As signals from downhole tools are obtained, they may be transmitted uphole or downhole using the downhole network 717. This may assist downhole tools in communicating with each other. The downhole network 717 may be in electrical communication with an uphole computing device 728. The electronic processing device 208 and D&I 207 may be in electrical communication with the downhole network 717.

Transmitting the jack element's orientation signal to the surface may allow drillers to make real time decision and correct drill string trajectories that are off of the desired path before trajectory correction. In some embodiments, the signal may be transmitted wirelessly to off site locations once the signal is at the surface. Such an embodiment would allow drilling experts to position themselves in a central location and monitor multiple wells at once.

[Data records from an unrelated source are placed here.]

PR #21, opened 2019-05-14
CIF-816 - Venia Logo in Header should link back to home page

LSantha:
## Description

 * navRoot property flags navigation root page
 * linked Venia Logo to navigation root page
 * unit tests

## Related Issue

CIF-816

## How Has This Been Tested?

manually + added unit test 

## Types of changes

## Checklist:


bundles/core/src/main/java/com/adobe/cq/commerce/core/components/internal/models/v1/Utils.java
```diff
@@ -89,6 +93,26 @@ public static Page getSearchResultsPage(Page page) {
...
+    /**
+     * Retrieves the navigation root related to the specified page.
+     * The page and its parents is searched for the navRoot=true property, marking the navigation root.
+     *
+     * @param page the page
+     *
+     * @return the navigation root page if found,  otherwise {@code null}
+     */
+    @Nullable
+    public static Page getNavigationRootPage(Page page) {
```
dplaton: Doesn't `InheritanceValueMap` do the same thing? Try to retrieve a property from up the ancestors?

I know I'm sounding like a broken record, but please do not put stuff in Utils anymore. I know this "utility class" anti-pattern is used throughout AEM, but we're better than this, aren't we? This method belongs in the class that needs it. Whether this method will be needed in the future by other objects, it's not our concern now.

bundles/core/src/main/java/com/adobe/cq/commerce/core/components/internal/models/v1/header/HeaderImpl.java
```diff
@@ -49,4 +53,18 @@ public String getSearchResultsPageUrl() {
 
         return searchResultsPage.getPath()+".html";
     }
+
+    @Override
+    public String getNavigationRootPageUrl() {
+        if (navigationRootPage == null) {
```
dplaton: See above - use `InheritanceValueMap`.

bundles/core/src/main/java/com/adobe/cq/commerce/core/components/internal/models/v1/Utils.java
LSantha: @dplaton , how would you use InheritenceValue for this?

LSantha: @dplaton , @mhaack , @herzog31, I'm not a fan of static utility methods at all but it has a reason why this method ended up here. See the rest of the methods in Utils class and remember who added them. The methods define the site structure and I think we need a better abstraction for that.

dplaton: > how would you use InheritenceValueMap for this?

You wouldn't. You need the page, not the actual value. Sorry for the noise, please disregard.

dplaton: > See the rest of the methods in Utils class and remember who added them.

We all did, I don't deny this. 

> The methods define the site structure and I think we need a better abstraction for that.

One option is to use a Sling Model to which we can adapt the site root page (where "site" is the language root, probably. Not sure how the `@Model` annotation works, I think you can specify a condition so that the adapter is not based on the resource type alone (i.e. adapt it to that particular model when the resource type is `venia/components/structure/page/v1/page` and `navRoot == true`.

LSantha: @dplaton , I would prefer to proceed with this PR further in the scope of the current issue and do the redesign of the code in a dedicated issue and develop a clear solution for it.

cjelger: Honestly I have absolutely no problem with the `Utils` class as long as we don't duplicate code, I'm fine with that.

LSantha: @dplaton , could we clarify everything here or you are still requesting changes?

PR #23, opened 2019-05-15
CIF-851 - AntiSamy warnings in error log when opening a product detail page

herzog31:
## Description
Dynamically loaded HTML from the Magento product description fails the Apache Sling XSS check, implemented via AntiSamy.

* Added sling `XSSAPI` to filter product description HTML as received from Magento.
* Removed purify.js since client-side HTML filtering is no longer needed.

This does not fix the *INFO* messages in the `error.log` file. I discussed with @lkrapf that those log messages are intended behavior of `XSSAPI` and its `AntiSamy` implementation. I just moved the filtering from an implicit Apache Sling filter into our Sling models, to make the filtering process more explicit.

To fix the problem, the following options are available:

FIG. 8 discloses a position feedback sensor 202 with an optical encoder 800. The optical encoder 800 may comprise mirrors 801 and a reader 800. The mirrors 801 may reflect back a signal sent from the reader 800 to determine a rotation position of the shaft 309. The optical encoder 800 may be powered by a downhole electrical source such as the generator 203.

FIG. 9 discloses a position feedback sensor 202 with a mechanical switch 900 adapted to track the position of the shaft 309. As the shaft 309 turns, the mechanical switch 900 may track the position of the shaft 309 by detecting the switch components mechanical contact with each other as they pass.

In some embodiments, the position feedback sensor comprises a resolver, a coil, a magnetic, piezoelectric material, magnetostrictive material, or combinations there.

Whereas the present invention has been described in particular relation to the drawings attached hereto, it should be understood that other and further modifications apart from those shown or suggested herein, may be made within the scope and spirit of the present invention.